- FILE SYSTEMS MAGIC NUMBER
- Posted by oxfordite on February 27th, 2004
hi,
every fs has a 'magic number' in the superblock.
can anyone tell what is the 'magic number' and what is it used for?
- Posted by Joe Beanfish on February 27th, 2004
On 27 Feb 2004 01:17:49 -0800, oxfordite <cdac_proj@yahoo.co.in> wrote:
To identify itself as itself.
- Posted by Dances With Crows on February 27th, 2004
On Fri, 27 Feb 2004 14:01:22 -0500, Joe Beanfish staggered into the
Black Sun and said:
To expand on Joe's answer, the magic number in a filesystem is supposed
to be a unique tag.
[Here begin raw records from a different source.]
PR #1412, opened 2026-06-15
refactor(project): Add TaskDefinitions and task-level build signatures

RandomByte:
Extract the task-list construction out of TaskRunner into a new
TaskDefinitions class which owns the project-type to build-definition
switch, the standard task map, and the custom task validation and
de-duplication loop.

Each standard task in a build definition can expose an async
`determineBuildSignature()` returning a string contribution; the
fallback is `JSON.stringify(taskDef.options)`. Custom tasks expose the
same via the `determineBuildSignature` named export of their module,
surfaced through `Task#getDetermineBuildSignatureCallback`, and must
declare specVersion >= 5.0 to use it. `getProjectSignature` mixes the
aggregated string in alongside the existing inputs.

Split ProjectBuildContext into a synchronous wiring phase (logger,
TaskUtil, TaskDefinitions) and a static `create()` that resolves task
signatures, computes the project signature, and constructs the
ProjectBuildCache. `create()` parameters are reordered to
`(buildContext, project, baseSignature, cacheManager)`.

Every ext[23] filesystem has 0xEF53 at byte offset
0x438, for instance. If you have a filesystem that doesn't have that
magic number in that exact place, it's not an ext[23] filesystem.
Similar things exist for ReiserFS, JFS, XFS, and all other filesystems.
HTH,
--
Matt G|There is no Darkness in Eternity/But only Light too dim for us to see
Brainbench MVP for Linux Admin / mail: TRAP + SPAN don't belong
http://www.brainbench.com / Hire me!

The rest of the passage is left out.